In a statement, the ECHR said it had, by a majority of the seven judges who considered the written arguments, declared the application inadmissible. It “endorsed in substance the approach” taken by the British courts and declared “the decision is final”.
It added: “Consequently, the court also considered that it was appropriate to lift the interim measure.” That measure required doctors to continue providing life support treatment for Charlie.
The infant’s parents, Chris Gard and Connie Yates, from Bedfont in west London, had asked the courts to consider whether it would be in the best interests of their son to undergo experimental treatment in the US.
British courts have already concluded that it would be lawful for the hospital to withdraw life sustaining treatment because it was likely Charlie would suffer significant harm if his suffering was prolonged without realistic prospect of improvement. The experimental therapy, the courts maintained, would produce no effective benefit.
Gard and Yates, who are in their 30s, have launched a fundraising appeal to help pay for doctors’ bills in the US. It reached a £1.2m target before the initial high court trial. That figure has now topped £1.3m, consisting of more than 83,000 donations.

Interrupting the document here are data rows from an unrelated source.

PR #9864, opened 2022-04-30
Addon blue prints should depend on on ember-source

optikalefx:
Because ember has started to remove some deprecations, if you generate and addon without the correct ember-source then your addon won't work.

This happened to me when I was using ember-cli v3.24 to generate an addon. @ember/component was not available because the addon was using the latest version of ember and not the ember-cli version that was used to generate it.

By having the addon generate with the same ember-source as the ember-cli that created it, this is avoided.

### DIFF
--- a/blueprints/addon/index.js
+++ b/blueprints/addon/index.js
@@ -49,6 +49,9 @@ module.exports = {
     contents.dependencies = contents.dependencies || {};
     contents.devDependencies = contents.devDependencies || {};
 
+		// addon should depend on the ember-source that matches ember-cli
+    contents.dependencies['ember-source'] = contents.devDependencies['ember-cli'];
+
     // npm doesn't like it when we have something in both deps and devDeps
     // and dummy app still uses it when in deps
     contents.dependencies['ember-cli-babel'] = contents.devDependencies['ember-cli-babel'];
--- a/tests/unit/blueprints/addon-test.js
+++ b/tests/unit/blueprints/addon-test.js
@@ -184,6 +184,19 @@ describe('blueprint - addon', function () {
         expect(json.dependencies).to.deep.equal({ a: '1', b: '1' });
         expect(json.devDependencies).to.deep.equal({ a: '1', b: '1' });
       });
+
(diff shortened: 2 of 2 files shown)


blueprints/addon/index.js
```diff
@@ -49,6 +49,9 @@ module.exports = {
     contents.dependencies = contents.dependencies || {};
     contents.devDependencies = contents.devDependencies || {};
 
+		// addon should depend on the ember-source that matches ember-cli
+    contents.dependencies['ember-source'] = contents.devDependencies['ember-cli'];
```
NullVoxPopuli, line 53:
```suggestion
    contents.peerDependencies['ember-source'] = `>= ${contents.devDependencies['ember-source']}`;
```

I think this is what you want. This means that the consuming app chooses what ember-source, and the addon is expected to be compatible with at least this version

blueprints/addon/index.js
```diff
@@ -49,6 +49,9 @@ module.exports = {
     contents.dependencies = contents.dependencies || {};
     contents.devDependencies = contents.devDependencies || {};
```
NullVoxPopuli, line 50:
```suggestion
    contents.devDependencies = contents.devDependencies || {};
    contents.peerDependencies = contents.peerDependencies || {};
```

NullVoxPopuli:
Thanks for getting this going! It's a huge help! <3

blueprints/addon/index.js
NullVoxPopuli, line 53:
```suggestion
    contents.peerDependencies['ember-source'] = '^3.24.0 || ^4.0.0';
```

Another option, maximum compat, matching ember try's config

ef4:
It would not be correct for an addon to have ember-source in `dependencies` because that would bring an extra copy of ember-source into applications, and there should really only be one copy.

The comments by @NullVoxPopuli showing `peerDependencies` would be a better solution. I think he's correct that the peer dependency range should match the same range of ember versions that appear in the default ember-try config.

bertdeblock:
@optikalefx Do you have time to address the comments?

PR #9666, opened 2021-10-14
Remove IE11 comments from `config/target.js` in app blueprint

bertdeblock:
Closes #9622.

PR #9885, opened 2022-05-02
[CLEANUP] Remove `ie 11` from default targets

### LINKED ISSUE #9884: Remove `ie 11` from default targets
https://github.com/ember-cli/ember-cli/blob/master/lib/utilities/default-targets.js

bertdeblock:
IE 11 was removed from the app's `targets` file here https://github.com/ember-cli/ember-cli/pull/9666.
So I'm guessing the default targets used should reflect that as well?

Closes #9884.

### DIFF
--- a/lib/models/project.js
+++ b/lib/models/project.js
@@ -311,7 +311,7 @@ class Project {
     if (fs.existsSync(`${targetsPath}.js`)) {
       this._targets = this.require(targetsPath);
     } else {
-      this._targets = require('../utilities/default-targets');
+      this._targets = require('../../blueprints/app/files/config/targets');
     }
     return this._targets;
   }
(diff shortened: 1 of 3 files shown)


lib/models/project.js
```diff
@@ -311,7 +311,7 @@ class Project {
     if (fs.existsSync(`${targetsPath}.js`)) {
       this._targets = this.require(targetsPath);
     } else {
-      this._targets = require('../utilities/default-targets');
+      this._targets = require('../../blueprints/app/files/config/targets');
```
bertdeblock, line 314: Or is this trying to be too clever?
I know some blueprint files aren't valid JS because of the string interpolation, but here it works.

ef4 (approved):

PR #9890, opened 2022-05-05
Make sure addons are discovered only once

wagenet:


chancancode (approved):

bertdeblock:
👋 It seems [this test](https://github.com/ember-cli/ember-cli/blob/master/tests/unit/models/project-test.js#L437-L446) is failing, because we already call `project.initializeAddons();` [here](https://github.com/ember-cli/ember-cli/blob/master/tests/unit/models/project-test.js#L298) in the `beforeEach` hook.
Since this PR fixes the early return check, calling `project.initializeAddons();` [here](https://github.com/ember-cli/ember-cli/blob/master/tests/unit/models/project-test.js#L443) has no effect anymore.
I think we can just remove the `project.initializeAddons();` call from the `beforeEach` hook and simply call it per test where needed.

bertdeblock (approved):

kellyselden (approved):

bertdeblock:
Thanks @wagenet!

PR #9904, opened 2022-05-11
Update Node compatibility warning

### LINKED ISSUE #9783: Tweak Node LTS warning when using recent active LTS
At the moment, when you are using the most-recent Node active LTS, but that LTS came out after the ember-cli you are using, you get this annoying error:

```
WARNING: Node v16.13.2 is not tested against Ember CLI on your platform. We recommend that you use the most-recent "Active LTS" version of Node.js. See https://git.io/v7S5n for details.
```

A suggestion given at the meeting was to instead link to the place that lists which versions of Node your ember-cli _was_ tested against.

bertdeblock:
New warning:

```
WARNING: Ember CLI v3.21.2 is not tested against Node v16.15.0. See "https://github.com/ember-cli/ember-cli/blob/master/docs/node-support.md" to find out which version of Node is best to use.
```

Closes #9783.

### DIFF
--- a/lib/cli/cli.js
+++ b/lib/cli/cli.js
@@ -151,20 +151,22 @@ class CLI {
 
       let platformCheckerToken = heimdall.start('platform-checker');
 
+      const emberCLIVersion = require('../../package.json').version;
       const PlatformChecker = require('../utilities/platform-checker');
       let platform = new PlatformChecker(process.version);
       let recommendation =
-        ' We recommend that you use the most-recent "Active LTS" version of Node.js.' +
-        ' See https://github.com/ember-cli/ember-cli/blob/master/docs/node-support.md for details.';
+        ' See "https://github.com/ember-cli/ember-cli/blob/master/docs/node-support.md" to find out which version of Node is best to use.';
 
       if (!this.testing) {
         if (platform.isDeprecated) {
-          this.ui.writeDeprecateLine(`Node ${process.version} is no longer supported by Ember CLI.${recommendation}`);
+          this.ui.writeDeprecateLine(
+            `Node ${process.version} is no longer supported by Ember CLI v${emberCLIVersion}.${recommendation}`
+          );
         }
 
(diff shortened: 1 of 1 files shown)


lib/cli/cli.js
```diff
@@ -151,20 +151,22 @@ class CLI {
 
       let platformCheckerToken = heimdall.start('platform-checker');
 
+      const emberCLIVersion = require('../../package.json').version;
       const PlatformChecker = require('../utilities/platform-checker');
       let platform = new PlatformChecker(process.version);
       let recommendation =
-        ' We recommend that you use the most-recent "Active LTS" version of Node.js.' +
-        ' See https://github.com/ember-cli/ember-cli/blob/master/docs/node-support.md for details.';
+        ' See "https://github.com/ember-cli/ember-cli/blob/master/docs/node-support.md" to find out which version of Node is best to use.';
```
locks, line 158: Why did you wrap the link in double quotes? Can you still cmd-click (or equivalent) it in terminals?

bertdeblock: > Why did you wrap the link in double quotes?

Looked more highlighted to me, but I can revert.

> Can you still cmd-click (or equivalent) it in terminals?

Yes.

I can link to the CI file, the only downside is that code changes might affect the link and that it needs to be updated again (if we use line numbers).

Another (but probably far-fetched) solution could be to define `[12.x, 14.x, 16.x]` in a separate file we can link to and access that file in CI using [fromJson](https://docs.github.com/en/actions/learn-github-actions/expressions#fromjson).

bertdeblock: We can also include the node versions directly in the message? We already load the CI file here:
https://github.com/ember-cli/ember-cli/blob/master/lib/utilities/platform-checker.js#L7.

bertdeblock: @locks Any suggestions on how I should update this message?

ef4 (approved):

PR #10162, opened 2023-02-03
[ENHANCEMENT] Deprecate `outputPaths` build option

### LINKED ISSUE #9478: Deprecate outputPaths usage under Embroider
Under Embroider the output paths of `/dist` are no longer predetermined. For example the application's javascript which would normally be `/dist/assets/app_name.js` will become for example: `/dist/assets/chunk.adjasld33lk23jol.js` + `/dist/assets/chunk.zsiojladj20ljk23jl.js`. The amount of "chunks" can vary based on the size / structure of your app especially if you have route based code splits, lazy engines, and/or dynamic imports. Each of these will create their own chunk(s). This issue is a reminder that we need to add the appropriate deprecations before enabling Embroider.

bertdeblock:
Closes #9478.

### DIFF
--- a/lib/broccoli/ember-app.js
+++ b/lib/broccoli/ember-app.js
@@ -9,7 +9,7 @@ const p = require('ember-cli-preprocess-registry/preprocessors');
 const chalk = require('chalk');
 const resolve = require('resolve');
 
-const assert = require('../debug/assert');
+const { assert, deprecate } = require('../debug');
 const Project = require('../models/project');
 
 const concat = require('broccoli-concat');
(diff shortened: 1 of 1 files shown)


bertdeblock:
Draft, as I don't think we can land this before v5.1.0.

locks:
@bertdeblock I think it's time 😅 Might need to update the version values.

NullVoxPopuli:
what would they be? 5.2 or 5.3?

bertdeblock:
Updated. Beta has its own branch, so master should be `5.3.0` at the moment.

locks (approved):

boris-petrov:
I can't seem to find a migration path anywhere. What are we supposed to change `outputPaths` with?

bertdeblock:
It was deprecated without a replacement if I remember correctly:
https://deprecations.emberjs.com/ember-cli/v5.x#toc_ember-cli-outputPaths-build-option

PR #10170, opened 2023-02-05
[ENHANCEMENT] Exclude `broccoli-asset-rev` when generating apps using the `--embroider` option

### LINKED ISSUE #10164: Exclude `broccoli-asset-rev` when generating apps using the `--embroider` option
`broccoli-asset-rev` doesn't work under Embroider.

bertdeblock:
As `broccoli-asset-rev` doesn't / won't ever work under Embroider.

Closes #10164.


bertdeblock:
One test is failing on Embroider, because a dummy package is `require`ing `broccoli-filter` without it being installed.
It used to be provided by `broccoli-asset-rev`.

PR #10173, opened 2023-02-09
[ENHANCEMENT] Don't delete the newly-generated app directory when an error occurs

ef4:
If anything fails during app generation, the entire app gets deleted. This means you can't debug what went wrong.

It's especially painful when generating anything that has a typescript type-checking step in its postinstall (like the `@embroider/addon-blueprint`), because if any type errors leak in due to dependency drift you have no way to move forward without patching this `fm.remove` out of ember-cli.

### DIFF
--- a/lib/commands/new.js
+++ b/lib/commands/new.js
@@ -1,6 +1,5 @@
 'use strict';
 
-const fs = require('fs-extra');
 const chalk = require('chalk');
 const Command = require('../models/command');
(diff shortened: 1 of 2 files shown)


bertdeblock:
There is a related test we should remove I think: `ember new cleans up after itself on error`.

bertdeblock (approved):

PR #10174, opened 2023-02-12
[INTERNAL] Clean up removal of `bower.json` and `package.json` files in `addon` blueprint

bertdeblock:


blueprints/addon/index.js
```diff
@@ -111,13 +111,6 @@ module.exports = {
   },
 
   async afterInstall(options) {
-    let packagePath = path.join(this.path, 'files', 'package.json');
```
bertdeblock, line 114: We don't generate these files anymore, so no need to keep around this clean-up-related code.
For `package.json`, we now use [a replacer](https://github.com/ember-cli/ember-cli/pull/10174/files#diff-0ee18a1bec40c2bce48535d75189607df32ab18631183de0297b3c3755d352aaR20-R22).
Generating a `bower.json` file was removed long ago.

kategengler (approved):

PR #10175, opened 2023-02-12
[CLEANUP] Clean up `blacklist-whitelist-build-options` deprecation

bertdeblock:


tests/unit/models/addon-test.js
```diff
@@ -193,7 +193,6 @@ describe('models/addon.js', function () {
 
         it('addon', function () {
           let app = {
-            importWhitelist: {},
```
bertdeblock, line 196: Unrelated, but came across this when scanning the codebase for the word `whitelist`.
`importWhitelist` is not used anymore, so might as well remove it.

ef4 (approved):
Looks good to me, thanks.

PR #10177, opened 2023-02-12
[CLEANUP] Clean up `ember-cli-jshint-support` deprecation

bertdeblock:


lib/broccoli/ember-addon.js
```diff
@@ -42,10 +42,6 @@ class EmberAddon extends EmberApp {
         }),
         vendor: null,
       },
-      jshintrc: {
```
bertdeblock, line 45: Used by `ember-cli-jshint` [here](https://github.com/ember-cli/ember-cli-jshint/blob/master/index.js#L39).

PR #10185, opened 2023-02-14
[CLEANUP] Drop support for the `EMBER_CLI_ERROR_ON_INVALID_ADDON` env flag

bertdeblock:
Having an invalid addon path in `ember-addon.paths` will now always throw an error instead of a warning.

### DIFF
--- a/tests/fixtures/addon/with-app-styles/package.json
+++ b/tests/fixtures/addon/with-app-styles/package.json
@@ -4,10 +4,7 @@
   "dependencies": {
     "something-else": "latest"
   },
-  "ember-addon": {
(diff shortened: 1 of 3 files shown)


tests/fixtures/addon/with-app-styles/package.json
```diff
@@ -4,10 +4,7 @@
   "dependencies": {
     "something-else": "latest"
   },
-  "ember-addon": {
-    "paths": ["./lib/ember-super-button"]
```
bertdeblock, line 8: The `ember-super-button` addon does not exist for this test fixture. Not needed as well.

kategengler (approved):

PR #10188, opened 2023-02-17
[ENHANCEMENT] Update ESLint parser `ecmaVersion` to `latest` in `app` blueprint

elwayman02:
There's no particular reason we should still be using the 2018 version of the parser. This should be forward-compatible, and we certainly would want new application to run against the latest parser.

### DIFF
--- a/blueprints/app/files/.eslintrc.js
+++ b/blueprints/app/files/.eslintrc.js
@@ -4,7 +4,7 @@ module.exports = {
   root: true,
   parser: '<%= typescript ? '@typescript-eslint/parser' : '@babel/eslint-parser' %>',
   parserOptions: {
-    ecmaVersion: 2018,<% if (!typescript) { %>
+    ecmaVersion: 'latest',<% if (!typescript) { %>
     sourceType: 'module',
     requireConfigFile: false,
     babelOptions: {
--- a/tests/fixtures/addon/.eslintrc.js
+++ b/tests/fixtures/addon/.eslintrc.js
@@ -4,7 +4,7 @@ module.exports = {
   root: true,
   parser: '@babel/eslint-parser',
   parserOptions: {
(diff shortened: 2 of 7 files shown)


.eslintrc.js
```diff
@@ -3,14 +3,13 @@
...
   parserOptions: {
-    ecmaVersion: 2020,
+    ecmaVersion: 2022,
   },
   plugins: ['prettier'],
   extends: ['eslint:recommended', 'plugin:n/recommended', 'plugin:prettier/recommended'],
   env: {
     browser: false,
     node: true,
-    es6: true,
```
elwayman02, line 13: Per the docs, this overrides the parserOptions and sets it back to version 6 instead of the latest: https://eslint.org/docs/latest/use/configure/language-options

.eslintrc.js
```diff
@@ -3,14 +3,13 @@
 module.exports = {
   root: true,
   parserOptions: {
-    ecmaVersion: 2020,
+    ecmaVersion: 2022,
```
bertdeblock, line 6: Can you drop these changes from the PR? I prefer to not include internal changes in enhancement PRs.

blueprints/app/files/.eslintrc.js
```diff
@@ -4,7 +4,7 @@ module.exports = {
   root: true,
   parser: '<%= typescript ? '@typescript-eslint/parser' : '@babel/eslint-parser' %>',
   parserOptions: {
-    ecmaVersion: 2018,<% if (!typescript) { %>
+    ecmaVersion: 2022,<% if (!typescript) { %>
```
bertdeblock, line 7: Can we use `'latest'` instead? I think that's the default as well in the new ESLint config system.

bertdeblock (commented):
Thanks for picking this up!

PR #10189, opened 2023-02-18
[ENHANCEMENT] Add v4.8 LTS to `addon` blueprint - Remove v3.28 LTS and `ember-classic` scenario

bertdeblock:


blueprints/addon/additional-package.json
```diff
@@ -11,7 +11,7 @@
     "ember-try": "^2.0.0"
   },
   "peerDependencies": {
-    "ember-source": "^3.28.0 || ^4.0.0"
+    "ember-source": "^4.4.0"
```
kategengler, line 14: I think it would make sense for this to remain "^4.0.0" even if only testing newer 4.x. It would be a shame for updating addons to break in projects only because of the peerDep requirements.

kategengler:
I think the peerDep on ember-source in the blueprint should remain pretty loose, other than that, it lgtm.

blueprints/addon/additional-package.json
bertdeblock: I understand the concern, but that would also mean we need to update the Compatibility section in the README to be in sync with this I think?

AFAIK, we've always used the oldest LTS version in the README:

```
* Ember.js v4.4 or above
* Ember CLI v4.4 or above
```

kategengler: IIRC having a peerDependencies section is relatively new. The README has matched what the ember-try scenarios have had. I think it will cause unnecessary pain when addons update the blueprint but otherwise do not make changes and still remain compatible with older versions, even if the peerDeps say otherwise. It's really on the addon author to not make that bump without a major bump but I'm not sure how many will realize that. Once again, I wish we could put comments in package.json. 

cc @ef4 for an opinion.

ef4:
Given how ember-cli-update works, I think I agree with @kategengler that it's better to be looser here.

Ideally, we could put the stricter value here for newly-generated addons without accidentally causing upgrading addons to break their users unnecessarily. But that would require changes to ember-cli-update so that this peer dep (and the embrer-try config) get a different update strategy.

bertdeblock:
Thanks both! Updated the PR accordingly.

kategengler (approved):

PR #10190, opened 2023-02-19
[ENHANCEMENT] Improve concurrently-based scripts in `app` blueprint

bertdeblock:


blueprints/app/files/package.json
```diff
@@ -12,17 +12,17 @@
   },
   "scripts": {
     "build": "ember build --environment=production",
-    "lint": "concurrently \"npm:lint:*(!fix)\" --names \"lint:\"",
+    "lint": "concurrently --group --raw \"npm:lint:*(!fix)\"",
```
bertdeblock, line 15: - `--group`: orders the output _as if_ the commands are run sequentially
- `--raw`: only log the raw output of tasks (no prefixes)

This improves readability of the output.

blueprints/app/files/package.json
```diff
@@ -12,17 +12,17 @@
...
+    "lint:css:fix": "stylelint \"**/*.css\" --fix",
+    "lint:fix": "concurrently --group --raw \"npm:lint:*:fix\"",
     "lint:hbs": "ember-template-lint .",
     "lint:hbs:fix": "ember-template-lint . --fix",
     "lint:js": "eslint . --cache",
     "lint:js:fix": "eslint . --fix<% if (typescript) { %>",
     "lint:types": "tsc --noEmit<% } %>",
     "start": "ember serve",
-    "test": "concurrently \"npm:lint\" \"npm:test:*\" --names \"lint,test:\"",
+    "test": "concurrently --group --kill-others-on-fail --raw \"npm:lint\" \"npm:test:*\"",
```
bertdeblock, line 25: `--kill-others-on-fail`: make sure to exit early when the a script fails.
AFAICT, this is the closest we can get to the old behaviour when we were using `npm-run-all`.
`npm-run-all` would actually run `lint` and `test:*` sequentially. `test:*` would not be run if `lint` failed.

blueprints/app/files/package.json
```diff
@@ -12,17 +12,17 @@
   },
   "scripts": {
     "build": "ember build --environment=production",
-    "lint": "concurrently \"npm:lint:*(!fix)\" --names \"lint:\"",
+    "lint": "concurrently --group --raw \"npm:lint:*(!fix)\"",
     "lint:css": "stylelint \"**/*.css\"",
-    "lint:css:fix": "concurrently \"npm:lint:css -- --fix\"",
-    "lint:fix": "concurrently \"npm:lint:*:fix\" --names \"fix:\"",
+    "lint:css:fix": "stylelint \"**/*.css\" --fix",
```
bertdeblock, line 17: Avoid nested `concurrently` invocations. This makes the output more readable.
Repeating the glob seems like an acceptable trade off, as it's not something that will change often. Reading / looking at the output will happen far more often.

blueprints/app/files/package.json
NullVoxPopuli: The error case:
image

The nothing is wrong case is pretty nice: 
image


but I think the error case is more confusing?

PR #10211, opened 2023-03-01
Automate output repos

NullVoxPopuli:
To help reduce human involvement with updating the output repos, I've moved the running of the output repo scripts from release-it to run based on github actions triggers.

Comments are in the new workflow which describe what happens when.

The workflow is configured to use a `GH_PAT` token that has access to each of the repos.
For testing, I used a "Classic" token, but a "fine grained" one could be used as well.       

-------------------------

Additionally, due to the varying circumstances in which the two styles of output repos need to be updated, the code for updating the editor-output repo has been extracted to its own script. 
Notable changes in the editor-output scripts:
 - extra log at the top when the script runs, but is not applicable (hopefully shouldn't happen because the workflow only runs when release-branches are pushed)
 - JS/TS generation was extracted to an env variable so that we can run JS/TS output in separate jobs and they can error separately. This will help with debugging.

I've tested this change on my fork of [ember-cli here, using v4.10.0](https://github.com/NullVoxPopuli/ember-cli/actions/runs/4308484790)
 - C.I. logs:
   - when a tag is pushed: 
     - https://github.com/NullVoxPopuli/ember-cli/actions/runs/4308079722/jobs/7513916182
       - errorred, because my GH_PAT does not have push permissions to ember-cli (good)
   - when a release branch is pushed (previously, there was risk of these branches getting over-written by patch-releases older LTS versions): 
     - https://github.com/NullVoxPopuli/ember-cli/actions/runs/4305578543
       - successfully early exited as editor-output repo does not currently care about pre-releases
     - Successful publish for existing release v4.10.0:
       - well, JS errored, because it's already published: https://github.com/NullVoxPopuli/ember-cli/actions/runs/4308484790/jobs/7514815116
       - TS succeeded because it wasn't previously published: https://github.com/NullVoxPopuli/ember-cli/actions/runs/4308484790/jobs/7514815267
     - Branches on editor-output: https://github.com/ember-cli/editor-output/branches

### DIFF
--- a/dev/update-editor-output-repos.js
+++ b/dev/update-editor-output-repos.js
@@ -12,6 +12,8 @@ const isStable = !currentVersion.includes('-beta');
 const ONLINE_EDITOR_FILES = path.join(__dirname, 'online-editors');
 
 const GITHUB_TOKEN = process.env.GITHUB_TOKEN;
+const VARIANT = process.env.VARIANT;
+const VALID_VARIANT = ['javascript', 'typescript'];
 
 if (!GITHUB_TOKEN) {
   throw new Error('GITHUB_TOKEN must be set');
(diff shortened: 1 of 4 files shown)


dev/update-editor-output-repos.js
```diff
@@ -12,6 +12,8 @@ const isStable = !currentVersion.includes('-beta');
 const ONLINE_EDITOR_FILES = path.join(__dirname, 'online-editors');
```
NullVoxPopuli, line 12: view this commit with invisible character changes hidden

dev/update-output-repos.js
```diff
@@ -57,12 +57,8 @@ async function updateRepo(repoName) {
 }
 
 async function main() {
-  try {
```
NullVoxPopuli, line 134: This change may be of importance.
I thought it ok to remove the try-catch, because running the script will print the error anyway.
Back when invoking this script via release-it, it probably made sense to swallow the error so release-it didn't fail.
But since the intent is to allow automation: https://github.com/ember-cli/ember-cli/pull/10211/files#diff-884b451b7291de286406620874239b6f24260847ef0b28d43beaa0b873d7032eR37

we no longer need to swallow the errors.

kategengler:
Thank you!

At the supreme court hearing, the family’s lawyer, Richard Gordon QC, told judges: “The issue is whether the state has the power to intrude on decisions the parents have made in order to mandate that child’s death before it might come to an end. These are model parents trying to do all they possibly can for the benefit of their child. Their view on what is best for Charlie differs from the court.”
The European judges said it was “not for the court to substitute itself for the competent domestic authorities”. British court judgments in the case had been “meticulous”, the ECHR noted.
It said: “The domestic courts had concluded, on the basis of extensive, high-quality expert evidence, that it was most likely Charlie was being exposed to continued pain, suffering and distress and that undergoing experimental treatment with no prospects of success would offer no benefit, and continue to cause him significant harm.”
The seven judges who heard the case included the British judge at Strasbourg, Tim Eicke. The law firm retained by the family for the appeal, Harris da Silva Solicitors, said it could not comment immediately on the ECHR decision.
Responding to the judgment, a spokesperson for Great Ormond Street Hospital for Children NHS foundation trust said: “Our thoughts are with Charlie’s parents on receipt of this news that we know will be very distressing for them.
“Today’s decision by the European court of human rights marks the end of what has been a very difficult process and our priority is to provide every possible support to Charlie’s parents as we prepare for the next steps.
“There will be no rush by Great Ormond Street hospital to change Charlie’s care and any future treatment plans will involve careful planning and discussion.”